The model sees evaluation as essential to society’s progress and well-being. It contends that social groups cannot make their programs, services, and products better unless they learn where they are weak and strong. Developers and service providers cannot  be sure their goals are worthy unless they validate the goals’ consistency with sound values and responsiveness to beneficiaries’ needs! plan effectively and invest their time and resources wisely if they don’t identify and assess options! earn continued respect and support if they cannot show that they have responsibly carried out their plans and produced beneficial results  ! build on past experiences if they don’t preserve, study, and act upon lessons from failed and successful efforts! convince consumers to buy or support their services and products unless their claims for these services are valid and honestly reported 

Institutional personnel cannot meet all of their evaluation needs if they don’t both contract for external evaluations and also build and apply capacity to conduct internal evaluations. Evaluators cannot defend their evaluative conclusions unless they key them to sound information and clear, defensible values. Moreover, internal and external evaluators cannot maintain credibility for their evaluations if they do not subject them to meta evaluations against appropriate standards.  

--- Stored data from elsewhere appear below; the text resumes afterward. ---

PR #408, opened 2021-08-14
Remove CMake support.

haberman:
I don't believe anyone is currently using upb's CMake support. Removing this will simplify the upb repo and reduce maintenance burden.

Removing CMake support also ties in with upb's recent shift/clarification that upb [is not generally offered as a C library for direct consumption](https://github.com/protocolbuffers/upb#%CE%BCpb-small-fast-c-protos). Users are still free to use upb's C API if desired, as long as you can tolerate API/ABI breaks, but we won't generally be maintaining integrations specifically aimed at making this easier (like CMake support).

A few options for anybody who is currently using upb's CMake support:
1. Depend on upb using Bazel.
2. Build upb into an amalgamation using any of the `upb_amalgamation()` builds in the Bazel `BUILD` file. This will build upb into a single `.c` file that doesn't need any build system.


coryan:
> I don't believe anyone is currently using upb's CMake support. Removing this will simplify the upb repo and reduce maintenance burden.

Not quite.  The vcpkg port for upb does, with a patch to support `install` targets:

https://github.com/microsoft/vcpkg/blob/master/ports/upb/add-cmake-install.patch

The library is used as a dependency of gRPC, and therefore any project that depends on gRPC via `vcpkg`.

/FYI: @devjgm

AnticliMaxtic:
We are investigating extending and using the cmake support for upb so would appreciate it if it is not axed just yet...

calvin2021y:
please don't remove it.

PR #414, opened 2021-08-18
Beginning of Python+upb: DescriptorPool and a few Descriptor types

haberman:
This PR puts in place the structure and an initial set of objects for the Python upb extension.

This PR adds support for constructing `DescriptorPool`, adding serialized descriptors, and getting a few types of descriptors.

Since the extension can't pass any of the existing unit tests yet, a temporary unit test is added to exercise what it can do.

Subsequent PRs will flesh this out, adding support for more descriptor types and for messages themselves.


haberman:
Test is failing under ASAN because ASAN is not compiled into the Python interpreter.

I'll work on figuring out how to disable the test in this configuration. But meanwhile, the code is ready to review.

esorot (commented):
soft LGTM: reviewed on high level. Need to spend some more time to fit the picture together.

python/descriptor.c
```diff
@@ -0,0 +1,247 @@
...
+static PyObject *PyUpb_DescriptorBase_NewInternal(PyTypeObject *type,
+                                                  const void *def,
+                                                  PyObject *pool) {
+  PyUpb_DescriptorBase *base = (PyUpb_DescriptorBase *)PyUpb_ObjCache_Get(def);
+
+  if (!base) {
+    base = PyObject_New(PyUpb_DescriptorBase, type);
+    base->pool = pool;
+    base->def = def;
+    Py_INCREF(pool);
```
fowles, line 65: you use Py_INCREF here indicating it is not null and Py_CLEAR below.  feels like one of these is incosnstient

python/descriptor_pool.c
```diff
@@ -0,0 +1,216 @@
...
+                                               PyObject* db) {
+  PyUpb_DescriptorPool* pool = PyObject_New(PyUpb_DescriptorPool, type);
+  pool->symtab = upb_symtab_new();
+  pool->db = db;
+  return &pool->ob_base;
+}
+
+static void PyUpb_DescriptorPool_Dealloc(PyUpb_DescriptorPool* self) {
+  upb_symtab_free(self->symtab);
+  Py_CLEAR(self->db);
```
fowles, line 54: where is the corresponding INC for this?

python/descriptor_pool.c
```diff
@@ -0,0 +1,216 @@
...
+
+  upb_status status;
+  upb_status_clear(&status);
+
+  const upb_filedef* filedef = upb_symtab_addfile(self->symtab, proto, &status);
+  if (!filedef) {
+    PyErr_Format(PyExc_TypeError,
+                 "Couldn't build proto file into descriptor pool: %s",
+                 upb_status_errmsg(&status));
+    return NULL;
```
fowles, line 119: I think you are msising the arena free for all the error cases

python/descriptor_pool.c
```diff
@@ -0,0 +1,216 @@
...
+
+// -----------------------------------------------------------------------------
+// Top Level
+// -----------------------------------------------------------------------------
+
+bool PyUpb_InitDescriptorPool(PyObject* m) {
+  PyTypeObject* descriptor_pool_type =
+      AddObject(m, "DescriptorPool", &PyUpb_DescriptorPool_Spec);
+
+  if (!descriptor_pool_type) return false;
```
fowles, line 210: you are inconsistent within this file if you do the 1 line or 3 line if for an early return like this.  I prefer 1, but don't really care as long as you are consistent

python/minimal_test.py
```diff
@@ -0,0 +1,55 @@
...
+# DISCLAIMED. IN NO EVENT SHALL Google LLC BE LIABLE FOR ANY
+# DIRECT, INDIRECT, INCIDENTAL, SPECIAL, EXEMPLARY, OR CONSEQUENTIAL DAMAGES
+# (INCLUDING, BUT NOT LIMITED TO, PROCUREMENT OF SUBSTITUTE GOODS OR SERVICES;
+# LOSS OF USE, DATA, OR PROFITS; OR BUSINESS INTERRUPTION) HOWEVER CAUSED AND
+# ON ANY THEORY OF LIABILITY, WHETHER IN CONTRACT, STRICT LIABILITY, OR TORT
+# (INCLUDING NEGLIGENCE OR OTHERWISE) ARISING IN ANY WAY OUT OF THE USE OF THIS
+# SOFTWARE, EVEN IF ADVISED OF THE POSSIBILITY OF SUCH DAMAGE.
+
+
+"""A bare-bones unit test, to be removed once upb can pass existing unit tests."""
```
fowles, line 27: not sure removing it is right.  There is value to minimal tests

python/protobuf.c
```diff
@@ -0,0 +1,128 @@
...
+  upb_inttable_remove(&s->obj_cache, (uintptr_t)key, &val);
+  assert(upb_value_getptr(val));
+}
+
+PyObject *PyUpb_ObjCache_Get(const void *key) {
+  PyUpb_ModuleState *s = PyUpb_ModuleState_Get();
+  upb_value val;
+  if (upb_inttable_lookup(&s->obj_cache, (uintptr_t)key, &val)) {
+    PyObject *ret = upb_value_getptr(val);
+    Py_INCREF(ret);
```
fowles, line 79: where is the corresponding DECREF?

python/protobuf.h
```diff
@@ -0,0 +1,93 @@
...
+#define PYUPB_MODULE_NAME "google.protobuf.pyext._message"
+
+// -----------------------------------------------------------------------------
+// ModuleState
+// -----------------------------------------------------------------------------
+
+// We store all "global" state in this struct instead of using (C) global
+// variables. This makes this extension compatible with sub-interpreters.
+
+typedef struct {
```
fowles, line 53: do you need one of thos magic Py_HEAD things?

python/descriptor.c
haberman: Done.

python/descriptor_pool.c
haberman: Done. This made me realize this type does need GC, since the database is a user object that could point back to the pool.

python/descriptor_pool.c
haberman: Done. (I had a `done` label but forgot to use it).

python/descriptor_pool.c
haberman: Done.

python/minimal_test.py
haberman: Done.

python/protobuf.c
haberman: This is a function that returns a reference to the caller when it succeeds. I added a comment describing this to the header file.

python/protobuf.h
haberman: Not here, because this is not a Python object. It is a "module state", which is just a formless hunk of memory given to the module to store arbitrary state. Note that it returns `void*`, not `PyObject*`: https://docs.python.org/3/c-api/module.html#c.PyModule_GetState

fowles (approved):

anandolee (approved):

PR #286, opened 2020-09-16
Override _resolve_custom_page_title_vars for add blocks

JamesGardiner:
List add blocks cannot use the list item id, as it does not exist. Instead, this PR overrides the _resolv_custom_page_title_vars method to return the length of the list defined by the current Location object, plus one.

### How to review 
Test the custom page titles for add blocks render correctly.

### DIFF
--- a/app/views/handlers/list_add_question.py
+++ b/app/views/handlers/list_add_question.py
@@ -1,3 +1,5 @@
+from typing import MutableMapping
+
 from app.views.handlers.list_action import ListAction
 
 
@@ -13,3 +15,14 @@ class ListAddQuestion(ListAction):
         )
         self.questionnaire_store_updater.update_answers(self.form.data, list_item_id)
         return super().handle_post()
+
+    def _resolve_custom_page_title_vars(self) -> MutableMapping:
+        # For list add blocks, no list item id is yet available. Any custom `page_title`
+        # `list_item_position` string formatter is instead resolved to the length of
+        # the list identified by the `list_name` attribute of the current Location
+        # object.
+        list_length = len(
+            self._questionnaire_store.list_store[self._current_location.list_name]
+        )
+
+        return {"list_item_position": list_length + 1}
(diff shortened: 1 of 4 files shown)


berroar (approved):
Tested the change, the page titles are being rendered correctly for the add person pages

tests/functional/spec/custom-page-titles.spec.js
```diff
@@ -20,12 +20,20 @@ describe("Feature: Custom Page Titles", () => {
...
+      expect(expectedPageTitle).to.equal("Person 1");
+
+      $(ListCollectorAddPage.firstName()).setValue("Marcus");
+      $(ListCollectorAddPage.lastName()).setValue("Twin");
+      $(ListCollectorAddPage.submit()).click();
+      $(ListCollectorPage.yes()).click();
+      $(ListCollectorPage.submit()).click();
+      expectedPageTitle = browser.getTitle();
+      expect(expectedPageTitle).to.equal("Person 2");
     });
```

The CIPP Model employs multiple methods, is based on a wide range of applications, is keyed to professional standards for evaluations, is supported by an extensive literature, and is buttressed by practical procedures, including a set of evaluation checklists and particularly the CIPP Evaluation Model Checklist appended to this paper. It cannot be overemphasized, however, that the model is and must be subject to continuous assessment and further development.